[Stored data entries]

PR #4793, opened 2026-08-24
feat(visa-oracle): ask whether the stay-permit renewal has been paid

Balizero1987:
## What was inert

The backend already reads `immigration.renewal_paid` (F4, PR #4719's
`models.py` rollout default) and the pack rule that consumes it is real,
but no UI question ever populated it — `fact-mapper.ts` hard-coded the
key as `UnknownFact(NOT_ASKED)` with a comment saying the interview
question didn't exist yet. The rule was correct but permanently inert.

## What this PR does

- **`tree.ts`**: adds the `renewal_paid` question (branch, yes/no, `sensitive: true`,
  `decisionMapping: { kind: "FACT", factPaths: ["immigration.renewal_paid"] }`).
- **`flow.ts`**: wires it into the `stay_permit_code` → `overstay_days` edge via a new
  `shouldAskRenewalPaid(facts, today)` gate, and adds the step to `getTreeSteps`'s trunk
  projection so the living-tree UI reflects it too.
- **`fact-mapper.ts`**: replaces the hard-coded `NOT_ASKED` with a real read of the answer
  via the shared `booleanFact` helper (same treatment as every other yes/no question).
- **`i18n.ts`**: EN + ID copy. The word "paid"/"membayar" is the operative word in the
  question itself; "submitted"/"diserahkan" appears only in the why-we-ask explainer, per
  owner ruling ("il rinnovo si considera depositato se c'e stato pagamento" — payment, not
  filing, is the determinant).

## Gating condition

`renewal_paid` is asked **only** when:
1. the applicant holds a stay permit (`holds_stay_permit === "yes"`, the only route that
   reaches `stay_permit_code`), **and**
2. `permit_expiry` is either KNOWN-and-in-the-past, or itself UNKNOWN (the applicant
   answered "not sure" on `permit_expiry`, or the value doesn't parse).

A known-current permit skips it entirely — no question is asked, `immigration.renewal_paid`
resolves to `UnknownFact(NOT_ASKED)` exactly as before. The gate (`shouldAskRenewalPaid`)
reuses `daysRemaining` (already used by the onshore-lane logic) so "past" and "unknown"
share the exact same date-parsing/validity rules the rest of the interview relies on.

## The not-sure → Unknown guarantee

`renewal_paid` follows the same `options: [yes, no]` + `notSure: { mode: "human-review" }`
pattern as every other boolean question in this interview. Selecting "Not sure?" sets
`facts.renewal_paid = "unsure"`, and the shared `booleanFact()` mapper resolves that to
`UnknownFact(UNVERIFIED)` — **never** a guessed `false`. Verified directly by a new test:
`'"not sure" -> UNKNOWN UNVERIFIED, never a guessed false'` in `fact-mapper.test.ts`, which
asserts both the positive (`toEqual UNVERIFIED`) and negative (`not.toEqual KNOWN false`)
shape.

## Test evidence (real numbers, this run)

- New tests: 9 (3 in `fact-mapper.test.ts` — yes/no/unsure/never-asked; 6 in `flow.test.ts` —
  reachable on expired-permit onshore, reachable on not-sure-expiry onshore, reachable on
  expired-permit offshore, NOT reachable on a known-current permit, NOT reachable on the
  no-permit (`current_status_code`) branch, plus routing onward to `overstay_days`).
- Focused visa-oracle `_lib` suite: **26 files / 407 tests passing** (was 26/398 before this
  change).
- Full `apps/mouth` vitest suite: **420 files / 4201 tests passing** (was 420/4192).
- `tsc --noEmit -p tsconfig.json`: clean.
- `eslint` on all touched files: clean.
- `prettier --check` on all touched files: clean (one file needed `--write`, committed
  formatted).

## Not touched

- `apps/backend-rag/backend/services/visa_engine/models.py` — the backend contract already
  ships `immigration.renewal_paid` with its rollout default; this PR is frontend-only
  (Track C / `apps/mouth`).
- The e2e Playwright spec (`visa-oracle-v2.spec.ts`) needed only a comment correction (the
  seeded fixture path is offshore + `holds_stay_permit: "no"`, which never reaches
  `renewal_paid`, so its fact-count assertion of 45 keys is unchanged — only the stale
  "sent as a placeholder until the question exists" comment was wrong).

Auto-merge is **not** armed — holding per instruction for manual review.

https://claude.ai/code/session_012HzYk7SaWSaxB4QoNP74yW

### DIFF
--- a/apps/mouth/e2e/visa-oracle-v2.spec.ts
+++ b/apps/mouth/e2e/visa-oracle-v2.spec.ts
@@ -179,10 +179,11 @@ test.describe("Visa Oracle v2 integration — page Page", () => {
       };
       expect(body.assessment_id).toMatch(/^[0-9a-f-]{36}$/);
       // 45, not 46: `derived.has_active_stay_permit` is server-derived and
-      // never sent on the wire — 41 + the 3 new applicant-collected facts
+      // never sent on the wire — 41 + the 3 applicant-collected facts
       // (2026-08-23 vocabulary extension, PR #4650) + `immigration.renewal_paid`
-      // (2026-08-24 F4/PR #4719, sent as a NOT_ASKED placeholder until the
-      // interview question exists) is the correct count.
+      // (2026-08-24 F4, question now shipped in tree.ts/flow.ts — this
+      // seed never answers `renewal_paid`, so the key is still present but
+      // UNKNOWN NOT_ASKED, same count as before) is the correct count.
       expect(Object.keys(body.facts ?? {})).toHaveLength(45);
 
       if (state === "SUPPORTED_CANDIDATES") {
--- a/apps/mouth/src/app/(visa-oracle)/visa-oracle/_lib/fact-mapper.test.ts
+++ b/apps/mouth/src/app/(visa-oracle)/visa-oracle/_lib/fact-mapper.test.ts
@@ -277,6 +277,41 @@ describe("mapCurrentStatusExpiry — permit_expiry -> immigration.current_status
   });
 });
 
+describe("renewal_paid -> immigration.renewal_paid (F4, 2026-08-24 owner ruling)", () => {
+  it("yes -> KNOWN true", () => {
+    expect(
+      mapFacts({ renewal_paid: "yes" }).facts["immigration.renewal_paid"],
+    ).toEqual({
+      status: "KNOWN",
+      value: true,
+    });
+  });
+
+  it("no -> KNOWN false", () => {
+    expect(
+      mapFacts({ renewal_paid: "no" }).facts["immigration.renewal_paid"],
+    ).toEqual({
+      status: "KNOWN",
+      value: false,
+    });
+  });
+
+  it('"not sure" -> UNKNOWN UNVERIFIED, never a guessed false', () => {
+    const fact = mapFacts({ renewal_paid: "unsure" }).facts[
+      "immigration.renewal_paid"
+    ];
+    expect(fact).toEqual({ status: "UNKNOWN", reason: "UNVERIFIED" });
+    expect(fact).not.toEqual({ status: "KNOWN", value: false });
+  });
+
+  it("never asked -> UNKNOWN NOT_ASKED", () => {
+    expect(mapFacts({}).facts["immigration.renewal_paid"]).toEqual({
+      status: "UNKNOWN",
+      reason: "NOT_ASKED",
+    });
+  });
+});
+
 describe("mapCurrentStatusCode — the synthesized NO_STAY_PERMIT sentinel (2026-08-24 P0 fix)", () => {
   // mapCurrentStatusCode is not exported (internal to mapOracleFactsToApplicantFacts);
   // reached here through the same `immigration.current_status_code` wire key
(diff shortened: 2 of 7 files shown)


Balizero1987:
## P1 cure: `restoreInterviewSnapshot` replayed date-sensitive routing against the wrong clock

**Mechanism.** `flow.ts`'s replay loop fed the caller's `today` (resume-time wall clock) into `computeNextNode` for every node it re-derived from a saved snapshot. This PR is what made `today` load-bearing in that replay for the first time — `shouldAskRenewalPaid` (F4) is the first `computeNextNode` branch that actually reads it. Consequence: a permit that was still current when `overstay_days` was answered and saved, but has since expired by the time the user reopens the tab (resume TTL is 2h — narrow window, but real), makes replay recompute the gate as `true`, diverge from the saved `overstay_days` next-node, and **truncate history right there** — silently dropping every already-answered fact past that point, `overstay_days` included, even though nothing about the saved answers was ever invalid.

**Fix.** Replay now evaluates date-sensitive routing against the snapshot's own `updatedAtIso` — the moment it was *saved* — instead of the resume-time `today`. `updatedAtIso` is already required and parse-validated by the existing (unversioned-bump-needed) schema, so this needed no schema change; `today` is kept only as an unreachable-in-practice defensive fallback if that parse were ever to fail. Live answers (`ANSWER`/`SKIP`) are untouched — they still default their own `today` to real wall-clock, as they should.

**Red → green proof** (exact scenario from the grade: save 2026-08-24 with `permit_expiry: "2026-09-01"`, restore 2026-09-15 after the permit has since expired):

- RED (fix reverted, test kept): `1 failed | 77 skipped (78)` — `restored.history` truncated to 6 nodes ending at the newly-inserted `renewal_paid`, diverging from the saved 7-node history ending at `wants_onshore_conversion`; `overstay_days` gone from `restored.facts`.
- GREEN (fix applied): `1 passed | 77 skipped (78)` — history matches exactly, `restored.facts.overstay_days === "0"`.

**Sibling audit.** Grepped every consumer of `computeNextNode` and of the snapshot replay:
- `ANSWER`/`SKIP`/`SELECT_CATEGORY` (flowReducer, live actions) — pass `action.today`, correctly real wall-clock for a brand-new answer. Not a replay path.
- `ADVANCE` — its two transitions (`framing`→question, `confirmation`→verdict) are date-independent in `computeNextNode`'s switch either way.
- `getLane` (`tree.ts`) — pre-existing, intentionally live "how urgent is my permit right now" badge. Correct to use real time; not part of this PR's routing.
- `isMinorForHandoff` fallback (`OracleShell.tsx`) — live age check using resume-time wall clock only when no engine `evaluatedAtIso` exists yet. Legitimate.
- Resume/consent/identity-store TTL clocks — independent expiry lifecycles, unrelated to interview routing.
- **One real (minor) sibling found, not fixed here (out of scope):** `getTreeSteps`'s `shouldAskRenewalPaid(facts)` call (no `today` arg → always real "now") can, after a resume that crosses the same expiry boundary, show `renewal_paid` as a **"pending"** step out of order in the `LivingTree` trunk projection — even though the actual restored `history` correctly skipped it. It never corrupts `facts`/`history`/the evaluation payload: the existing per-fact "done" check (`facts[step.id] === undefined ? "pending" : "done"`, the 2026-07-18 P0 fix for a different bug) already prevents it from rendering as a phantom-editable "done" step. Purely a cosmetic display artifact in a narrow window — flagging for a follow-up, not curing here to keep this PR to the one finding.

**Verification (this run):**
- `apps/mouth`: full `vitest run` — **420 test files passed, 4202 tests passed, 0 failed**.
- `npx tsc --noEmit` — clean, exit 0.
- `npx eslint .` — **0 errors**, 171 pre-existing warnings all in unrelated files (none in `flow.ts`/`flow.test.ts`).
- `npx prettier --check flow.ts flow.test.ts` — clean.

Auto-merge not armed per mandate; scope held to this one finding (question copy/gate condition/fact-mapper untouched, `sensitive:` untouched).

Exercise details » All that belongs in the answer is the run of lines above from the line containing "## Gating condition" through the line containing "resolves that to", exactly as written.

Solution to this problem »
## Gating condition

`renewal_paid` is asked **only** when:
1. the applicant holds a stay permit (`holds_stay_permit === "yes"`, the only route that
   reaches `stay_permit_code`), **and**
2. `permit_expiry` is either KNOWN-and-in-the-past, or itself UNKNOWN (the applicant
   answered "not sure" on `permit_expiry`, or the value doesn't parse).

A known-current permit skips it entirely — no question is asked, `immigration.renewal_paid`
resolves to `UnknownFact(NOT_ASKED)` exactly as before. The gate (`shouldAskRenewalPaid`)
reuses `daysRemaining` (already used by the onshore-lane logic) so "past" and "unknown"
share the exact same date-parsing/validity rules the rest of the interview relies on.

## The not-sure → Unknown guarantee

`renewal_paid` follows the same `options: [yes, no]` + `notSure: { mode: "human-review" }`
pattern as every other boolean question in this interview. Selecting "Not sure?" sets
`facts.renewal_paid = "unsure"`, and the shared `booleanFact()` mapper resolves that to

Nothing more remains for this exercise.